- [WHAT YOU SHOULD DO]
Using the records provided below, locate and copy each line that contains the word "parts".

Data extracted from a collection
########

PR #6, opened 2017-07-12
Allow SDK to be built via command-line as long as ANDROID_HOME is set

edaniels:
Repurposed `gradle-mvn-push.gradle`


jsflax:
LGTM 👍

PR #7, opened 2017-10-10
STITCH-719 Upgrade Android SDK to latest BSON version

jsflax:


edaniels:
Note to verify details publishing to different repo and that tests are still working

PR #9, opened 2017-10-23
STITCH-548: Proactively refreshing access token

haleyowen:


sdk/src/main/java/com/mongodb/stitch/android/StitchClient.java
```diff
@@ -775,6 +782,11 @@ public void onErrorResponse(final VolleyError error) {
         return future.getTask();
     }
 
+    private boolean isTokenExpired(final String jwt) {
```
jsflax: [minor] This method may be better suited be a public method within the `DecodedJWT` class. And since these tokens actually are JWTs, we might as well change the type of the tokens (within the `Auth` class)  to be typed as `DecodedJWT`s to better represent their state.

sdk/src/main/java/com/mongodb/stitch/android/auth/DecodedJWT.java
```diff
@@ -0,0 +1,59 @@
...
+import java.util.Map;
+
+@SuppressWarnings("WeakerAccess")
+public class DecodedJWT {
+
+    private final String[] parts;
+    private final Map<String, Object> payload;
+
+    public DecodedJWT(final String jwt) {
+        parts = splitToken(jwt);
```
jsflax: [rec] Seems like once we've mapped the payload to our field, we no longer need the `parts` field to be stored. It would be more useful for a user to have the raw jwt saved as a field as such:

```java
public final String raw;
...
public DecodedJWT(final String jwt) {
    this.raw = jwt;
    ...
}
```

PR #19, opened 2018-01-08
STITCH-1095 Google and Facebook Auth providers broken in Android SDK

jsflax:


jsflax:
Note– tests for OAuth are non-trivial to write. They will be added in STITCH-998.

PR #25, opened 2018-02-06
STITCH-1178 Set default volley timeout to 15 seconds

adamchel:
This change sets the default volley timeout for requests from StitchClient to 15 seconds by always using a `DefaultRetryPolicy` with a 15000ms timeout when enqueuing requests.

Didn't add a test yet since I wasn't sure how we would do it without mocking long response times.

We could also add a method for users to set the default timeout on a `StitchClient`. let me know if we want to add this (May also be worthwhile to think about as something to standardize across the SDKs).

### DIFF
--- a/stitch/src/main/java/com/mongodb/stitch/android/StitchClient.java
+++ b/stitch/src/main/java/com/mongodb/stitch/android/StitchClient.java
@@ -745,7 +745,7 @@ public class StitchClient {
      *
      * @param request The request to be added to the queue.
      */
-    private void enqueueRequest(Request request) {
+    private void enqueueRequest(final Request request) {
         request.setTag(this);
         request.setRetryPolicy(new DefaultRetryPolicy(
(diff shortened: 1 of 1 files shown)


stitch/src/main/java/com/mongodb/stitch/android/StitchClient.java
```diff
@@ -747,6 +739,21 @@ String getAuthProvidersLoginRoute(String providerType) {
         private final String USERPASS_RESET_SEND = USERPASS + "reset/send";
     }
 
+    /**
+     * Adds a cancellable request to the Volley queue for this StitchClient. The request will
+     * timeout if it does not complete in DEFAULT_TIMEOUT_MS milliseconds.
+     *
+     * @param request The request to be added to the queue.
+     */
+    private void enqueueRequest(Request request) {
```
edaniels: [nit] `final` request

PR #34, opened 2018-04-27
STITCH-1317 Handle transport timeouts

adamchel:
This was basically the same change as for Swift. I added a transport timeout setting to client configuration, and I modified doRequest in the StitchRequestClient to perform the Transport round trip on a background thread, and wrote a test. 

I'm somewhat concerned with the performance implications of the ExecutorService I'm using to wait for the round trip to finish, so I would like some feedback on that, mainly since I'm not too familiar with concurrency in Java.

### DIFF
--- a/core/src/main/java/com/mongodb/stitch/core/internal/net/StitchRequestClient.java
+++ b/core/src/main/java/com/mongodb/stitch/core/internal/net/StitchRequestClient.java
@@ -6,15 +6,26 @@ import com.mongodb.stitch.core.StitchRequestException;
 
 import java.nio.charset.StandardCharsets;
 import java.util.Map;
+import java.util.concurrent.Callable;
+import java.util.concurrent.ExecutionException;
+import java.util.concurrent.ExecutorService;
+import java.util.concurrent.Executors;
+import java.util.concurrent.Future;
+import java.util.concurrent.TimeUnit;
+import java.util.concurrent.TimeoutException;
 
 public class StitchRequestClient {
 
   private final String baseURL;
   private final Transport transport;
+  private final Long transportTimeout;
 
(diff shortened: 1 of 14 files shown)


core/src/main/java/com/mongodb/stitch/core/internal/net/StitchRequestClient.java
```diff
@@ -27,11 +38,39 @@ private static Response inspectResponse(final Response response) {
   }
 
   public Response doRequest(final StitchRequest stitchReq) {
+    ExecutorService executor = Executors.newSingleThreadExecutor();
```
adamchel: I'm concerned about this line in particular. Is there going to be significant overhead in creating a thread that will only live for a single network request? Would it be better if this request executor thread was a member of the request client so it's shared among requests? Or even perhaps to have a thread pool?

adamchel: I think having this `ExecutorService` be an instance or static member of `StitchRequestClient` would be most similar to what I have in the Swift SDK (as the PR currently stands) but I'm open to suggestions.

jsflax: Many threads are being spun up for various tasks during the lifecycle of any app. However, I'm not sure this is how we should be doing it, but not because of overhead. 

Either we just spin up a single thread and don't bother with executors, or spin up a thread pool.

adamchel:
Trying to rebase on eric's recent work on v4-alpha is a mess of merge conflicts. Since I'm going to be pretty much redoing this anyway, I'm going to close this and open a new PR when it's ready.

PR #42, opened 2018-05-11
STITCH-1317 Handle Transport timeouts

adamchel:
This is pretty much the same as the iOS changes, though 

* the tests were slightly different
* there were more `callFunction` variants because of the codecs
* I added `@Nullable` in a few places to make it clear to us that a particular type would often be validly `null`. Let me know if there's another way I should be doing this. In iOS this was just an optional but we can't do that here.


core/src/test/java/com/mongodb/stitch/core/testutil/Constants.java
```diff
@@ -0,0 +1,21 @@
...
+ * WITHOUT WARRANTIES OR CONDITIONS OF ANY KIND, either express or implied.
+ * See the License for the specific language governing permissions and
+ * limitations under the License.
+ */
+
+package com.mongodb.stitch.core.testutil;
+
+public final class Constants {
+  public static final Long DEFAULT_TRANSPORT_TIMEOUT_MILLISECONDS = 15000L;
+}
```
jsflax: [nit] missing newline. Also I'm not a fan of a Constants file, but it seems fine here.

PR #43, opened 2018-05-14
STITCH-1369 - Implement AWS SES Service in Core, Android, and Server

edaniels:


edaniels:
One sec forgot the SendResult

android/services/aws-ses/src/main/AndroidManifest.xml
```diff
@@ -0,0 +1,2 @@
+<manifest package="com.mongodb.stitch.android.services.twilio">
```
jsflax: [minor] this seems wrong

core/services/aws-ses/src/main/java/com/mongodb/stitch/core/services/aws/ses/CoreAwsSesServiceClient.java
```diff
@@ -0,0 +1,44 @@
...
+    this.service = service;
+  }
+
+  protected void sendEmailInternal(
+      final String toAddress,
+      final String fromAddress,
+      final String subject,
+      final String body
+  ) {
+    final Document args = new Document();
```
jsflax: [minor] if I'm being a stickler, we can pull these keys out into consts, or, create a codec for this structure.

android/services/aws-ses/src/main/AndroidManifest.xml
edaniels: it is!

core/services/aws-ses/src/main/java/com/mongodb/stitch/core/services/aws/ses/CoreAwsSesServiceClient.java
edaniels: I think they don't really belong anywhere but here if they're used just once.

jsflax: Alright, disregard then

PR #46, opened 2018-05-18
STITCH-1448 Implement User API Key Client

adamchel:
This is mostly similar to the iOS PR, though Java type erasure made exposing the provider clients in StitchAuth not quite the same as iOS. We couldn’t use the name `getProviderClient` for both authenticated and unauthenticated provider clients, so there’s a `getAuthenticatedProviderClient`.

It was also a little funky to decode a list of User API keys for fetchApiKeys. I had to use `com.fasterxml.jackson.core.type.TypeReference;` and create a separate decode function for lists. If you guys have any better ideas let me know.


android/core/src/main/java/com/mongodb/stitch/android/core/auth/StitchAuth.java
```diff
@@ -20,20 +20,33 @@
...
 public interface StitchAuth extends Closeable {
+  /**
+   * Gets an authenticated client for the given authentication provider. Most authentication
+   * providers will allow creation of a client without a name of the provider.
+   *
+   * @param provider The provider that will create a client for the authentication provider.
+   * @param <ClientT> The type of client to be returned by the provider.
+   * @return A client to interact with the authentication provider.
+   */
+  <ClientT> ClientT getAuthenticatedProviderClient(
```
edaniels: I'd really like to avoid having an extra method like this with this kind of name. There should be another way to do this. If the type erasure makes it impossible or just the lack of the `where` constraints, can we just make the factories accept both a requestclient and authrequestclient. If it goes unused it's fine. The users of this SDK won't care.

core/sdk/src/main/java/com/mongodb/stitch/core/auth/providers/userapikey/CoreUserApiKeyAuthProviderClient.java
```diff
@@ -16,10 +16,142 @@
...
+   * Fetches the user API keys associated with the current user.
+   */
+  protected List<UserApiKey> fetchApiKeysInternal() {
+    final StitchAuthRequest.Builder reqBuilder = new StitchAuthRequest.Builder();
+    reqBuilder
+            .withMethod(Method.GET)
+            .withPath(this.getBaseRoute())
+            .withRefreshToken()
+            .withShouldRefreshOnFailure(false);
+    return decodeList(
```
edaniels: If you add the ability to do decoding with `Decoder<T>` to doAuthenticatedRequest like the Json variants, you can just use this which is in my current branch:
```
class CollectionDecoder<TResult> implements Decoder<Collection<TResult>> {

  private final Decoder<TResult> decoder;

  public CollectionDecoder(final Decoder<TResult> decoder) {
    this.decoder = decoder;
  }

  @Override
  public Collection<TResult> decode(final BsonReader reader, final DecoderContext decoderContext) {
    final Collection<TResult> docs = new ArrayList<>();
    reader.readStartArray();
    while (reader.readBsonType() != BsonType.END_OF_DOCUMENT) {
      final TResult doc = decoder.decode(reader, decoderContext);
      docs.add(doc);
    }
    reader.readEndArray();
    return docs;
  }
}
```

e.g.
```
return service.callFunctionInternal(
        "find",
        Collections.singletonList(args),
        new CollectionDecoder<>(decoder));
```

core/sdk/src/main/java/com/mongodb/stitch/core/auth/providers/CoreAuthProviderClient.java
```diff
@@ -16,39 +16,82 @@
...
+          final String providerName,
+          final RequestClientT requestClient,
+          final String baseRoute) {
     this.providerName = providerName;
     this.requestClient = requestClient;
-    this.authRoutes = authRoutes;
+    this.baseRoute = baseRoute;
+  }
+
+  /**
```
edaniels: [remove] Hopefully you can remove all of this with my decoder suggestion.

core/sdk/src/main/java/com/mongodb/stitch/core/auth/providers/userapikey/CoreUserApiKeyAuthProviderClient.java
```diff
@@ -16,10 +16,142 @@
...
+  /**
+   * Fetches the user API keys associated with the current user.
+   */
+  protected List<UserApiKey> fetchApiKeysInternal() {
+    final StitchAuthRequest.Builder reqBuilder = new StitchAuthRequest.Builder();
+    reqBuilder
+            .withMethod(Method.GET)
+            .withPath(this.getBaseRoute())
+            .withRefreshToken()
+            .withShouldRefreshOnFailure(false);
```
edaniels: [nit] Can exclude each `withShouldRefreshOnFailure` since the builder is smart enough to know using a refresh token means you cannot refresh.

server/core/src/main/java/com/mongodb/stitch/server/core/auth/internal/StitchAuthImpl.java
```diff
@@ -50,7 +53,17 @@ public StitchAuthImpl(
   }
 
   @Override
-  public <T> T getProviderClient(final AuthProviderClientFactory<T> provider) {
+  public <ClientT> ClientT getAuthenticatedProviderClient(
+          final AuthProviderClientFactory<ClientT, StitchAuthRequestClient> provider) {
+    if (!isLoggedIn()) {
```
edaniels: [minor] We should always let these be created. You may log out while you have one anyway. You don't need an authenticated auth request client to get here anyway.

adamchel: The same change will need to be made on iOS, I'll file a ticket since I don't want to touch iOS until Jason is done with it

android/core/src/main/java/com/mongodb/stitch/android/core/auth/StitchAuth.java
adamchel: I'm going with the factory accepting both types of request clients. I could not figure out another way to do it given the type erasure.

########

- [EXERCISE ANSWER]
+    private final String[] parts;
+        parts = splitToken(jwt);
jsflax: [rec] Seems like once we've mapped the payload to our field, we no longer need the `parts` field to be stored. It would be more useful for a user to have the raw jwt saved as a field as such:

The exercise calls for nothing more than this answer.